EXERCISE DIRECTIONS ▸ Copy, from the material below, each line where "handled" shows up.

AVAILABLE DATA ▸
PR #33666, opened 2024-10-05
Implement keyword sizes on floats

Loirooriol:
Adds support for min-content, max-content, fit-content and stretch,
for floated elements.

---

### DIFF
--- a/components/layout_2020/flow/float.rs
+++ b/components/layout_2020/flow/float.rs
@@ -27,10 +27,10 @@ use crate::dom::NodeExt;
 use crate::dom_traversal::{Contents, NodeAndStyleInfo};
 use crate::formatting_contexts::IndependentFormattingContext;
 use crate::fragment_tree::{BoxFragment, CollapsedBlockMargins, CollapsedMargin};
-use crate::geom::{LogicalRect, LogicalVec2, PhysicalPoint, PhysicalRect, ToLogical};
+use crate::geom::{LogicalRect, LogicalVec2, PhysicalPoint, PhysicalRect, Size, ToLogical};
 use crate::positioned::{relative_adjustement, PositioningContext};
 use crate::style_ext::{Clamp, ComputedValuesExt, DisplayInside, PaddingBorderMargin};
-use crate::{ContainingBlock, IndefiniteContainingBlock};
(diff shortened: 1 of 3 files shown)


components/layout_2020/flow/float.rs
```diff
@@ -914,43 +914,61 @@ impl FloatBox {
...
-                            size.clamp_between_extremums(min_box_size.block, max_box_size.block)
-                        });
-                        let tentative_inline_size = box_size.inline.auto_is(|| {
-                            let available_size =
-                                containing_block.inline_size - pbm_sums.inline_sum();
+                        let box_size = style.content_box_size(containing_block, &pbm);
+                        let max_box_size = style.content_max_box_size(containing_block, &pbm);
+                        let min_box_size = style.content_min_box_size(containing_block, &pbm);
+                        let available_inline_size =
+                            containing_block.inline_size - pbm_sums.inline_sum();
```
mrobinson, line 921: Should this take into account other floats that might be taking up inline space or do we first possibly stretch and then place among floats?

components/layout_2020/geom.rs
```diff
@@ -761,3 +774,66 @@ impl LogicalVec2<Size<LengthPercentage>> {
...
+        return Some(match self {
+            Self::Keyword(keyword) => match keyword {
+                SizeKeyword::Initial => return None,
+                SizeKeyword::MinContent => get_content_size().min_content,
+                SizeKeyword::MaxContent => get_content_size().max_content,
+                SizeKeyword::FitContent => get_content_size().shrink_to_fit(stretch_size),
+                SizeKeyword::Stretch => stretch_size,
+            },
+            Self::Numeric(numeric) => *numeric,
+        });
```
mrobinson, line 814: I would go ahead and flatten this as it will be slightly easier to read and shorter:

```suggestion
        match self {
            Self::Keyword(SizeKeyword::Initial) => None,
            Self::Keyword(SizeKeyword::MinContent) => Some(get_content_size().min_content),
            ...
```

mrobinson (approved):

components/layout_2020/flow/float.rs
Loirooriol: No, floats receive the full containing block, just like inline-blocks, see https://github.com/w3c/csswg-drafts/issues/4028#issuecomment-2374038995

PR #33667, opened 2024-10-05
Fix `align-content` set to `start` or `end` on flexbox

Loirooriol:
We need to handle `flex-wrap: wrap-reverse`.

---


mrobinson (approved):

components/layout_2020/flexbox/layout.rs
```diff
@@ -721,12 +721,14 @@ impl FlexContainer {
         };
 
         // Implement "unsafe" alignment. "safe" alignment is handled by the fallback process above.
-        let resolved_align_content = self.config.resolve_reversable_flex_alignment(
```
Otom-obhazi, line 724: Implement "unsafe" alignment. "safe" alignment is handled by the fallback process above.

"let flex_wrap_is_reversed = flex_context.config.flex_wrap_is_reversed;"

components/layout_2020/flexbox/layout.rs
```diff
@@ -721,12 +721,14 @@ impl FlexContainer {
...
-            resolved_align_content,
```
Otom-obhazi, line 725: Resolve the flex alignment based on the configuration

PR #33677, opened 2024-10-06
Drop support for '--no-minibrowser' mode

### LINKED ISSUE #33626: Drop support for '--no-minibrowser' mode in servoshell
The `--no-minibrowser` mode was added as fallback option when we first added the mini-browser mode, to be used in case the mini-browser broke servoshell.

It is currently not very well tested and has few issues that remain open ([#33254](https://github.com/servo/servo/issues/33254) and [33255](https://github.com/servo/servo/issues/33255)). 

Supporting both modes in servoshell also makes it harder to extend and maintain. For example, one of the planned tasks for our Outreachy project is to move away from 'tinyfiledialog-rs' to something modern like [egui_modal](https://crates.io/crates/egui-modal). However, `egui_modal` requires an egui `Context` to work, which is not available in --no-minibrowser mode.

Given these reasons, it seems like a good time to drop support for `--no-minibrowser` mode from servoshell.

This will involve removing:
1. The CLI argument in https://github.com/servo/servo/blob/c7a4e4f627f0bf331cedc1700ddeb92ffcba4e78/components/config/opts.rs#L567 and config option in https://github.com/servo/servo/blob/c7a4e4f627f0bf331cedc1700ddeb92ffcba4e78/components/config/opts.rs#L133
2. Remove or update the conditional logic under `ports/servoshell/desktop` folder that uses the `opts::get().minibrowser`.

Taym95:
---

- [x] These changes fix #33626

- [x]  these changes do not require tests because changes were made to ServoShell.

### DIFF
--- a/ports/servoshell/desktop/webview.rs
+++ b/ports/servoshell/desktop/webview.rs
@@ -38,7 +38,6 @@ use tinyfiledialogs::{self, MessageBoxIcon, OkCancel, YesNo};
 use super::keyutils::{CMD_OR_ALT, CMD_OR_CONTROL};
 use super::window_trait::{WindowPortsMethods, LINE_HEIGHT};
 use crate::desktop::tracing::{trace_embedder_event, trace_embedder_msg};
-use crate::parser::location_bar_input_to_url;
 
 pub struct WebViewManager<Window: WindowPortsMethods + ?Sized> {
     status_text: Option<String>,
@@ -431,7 +430,6 @@ where
             .shortcut(CMD_OR_CONTROL, 'R', || {
                 self.focused_webview_id.map(EmbedderEvent::Reload)
             })
-            .shortcut(CMD_OR_CONTROL, 'L', || None)
             // Select the first 8 tabs via shortcuts
             .shortcut(CMD_OR_CONTROL, '1', || self.focus_webview_by_index(0))
             .shortcut(CMD_OR_CONTROL, '2', || self.focus_webview_by_index(1))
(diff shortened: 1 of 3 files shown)


ports/servoshell/desktop/webview.rs
```diff
@@ -431,29 +431,7 @@ where
...
-                        location_bar_input_to_url(&input).and_then(|url| {
-                            self.focused_webview_id
-                                .map(|id| EmbedderEvent::LoadUrl(id, url))
-                        })
-                    })
-                } else {
-                    None
-                }
-            })
+            .shortcut(CMD_OR_CONTROL, 'L', || None)
```
mukilan, line 434: I think we can simply remove this call to shortcut as it doesn't have any effect.

ports/servoshell/desktop/webview.rs
```diff
@@ -431,29 +431,7 @@ where
...
-                            .as_ref()
-                            .map(|url| url.to_string())
-                            .unwrap_or_else(String::default),
-                        None => String::default(),
-                    };
-
-                    let title = "URL or search query";
-                    let input = tinyfiledialogs::input_box(title, title, &tiny_dialog_escape(&url));
-                    input.and_then(|input| {
-                        location_bar_input_to_url(&input).and_then(|url| {
```
mukilan, line 448: This now causes "unused import" warning for `location_bar_input_to_url`. Could you remove the corresponding `use` statement as well.

mukilan (changes requested):

ports/servoshell/desktop/webview.rs
Taym95: done

ports/servoshell/desktop/webview.rs
Taym95: done

mukilan (approved):
Thank you!

PR #33685, opened 2024-10-07
clippy: Fix warning in `components/script/dom`

taniishkaaa:
Fixes warnings in `components/script/dom` as a part of #31500 

---


components/script/dom/bindings/inheritance.rs
```diff
@@ -46,7 +46,7 @@ pub trait Castable: IDLInterface + DomObject + Sized {
         T: DerivedFrom<Self>,
     {
         if self.is::<T>() {
-            Some(unsafe { mem::transmute(self) })
+            Some(unsafe { mem::transmute::<&Self, &T>(self) })
         } else {
             None
         }
```
mrobinson, line 52: What warning is fixed here?

components/script/dom/identityhub.rs
```diff
@@ -36,6 +36,12 @@ pub struct IdentityHub {
     render_passes: IdentityManager<RenderPass>,
 }
 
+impl Default for IdentityHub {
+    fn default() -> Self {
+        IdentityHub::new()
+    }
+}
+
```
mrobinson, line 44: I think this is addressed in a slightly better way in #33689, which also modifies the caller to use the `default()` method. In this change it is unused.

mrobinson (changes requested):

components/script/dom/bindings/inheritance.rs
taniishkaaa: It fixes the [missing_transmute_annotations](https://rust-lang.github.io/rust-clippy/master/index.html#/missing_transmute_annotations) warning

components/script/dom/identityhub.rs
taniishkaaa: oh okay so i should remove these changes?

mrobinson: Yes, please remove this change.

mrobinson (approved):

WRITTEN RESPONSE ▸
         // Implement "unsafe" alignment. "safe" alignment is handled by the fallback process above.
Otom-obhazi, line 724: Implement "unsafe" alignment. "safe" alignment is handled by the fallback process above.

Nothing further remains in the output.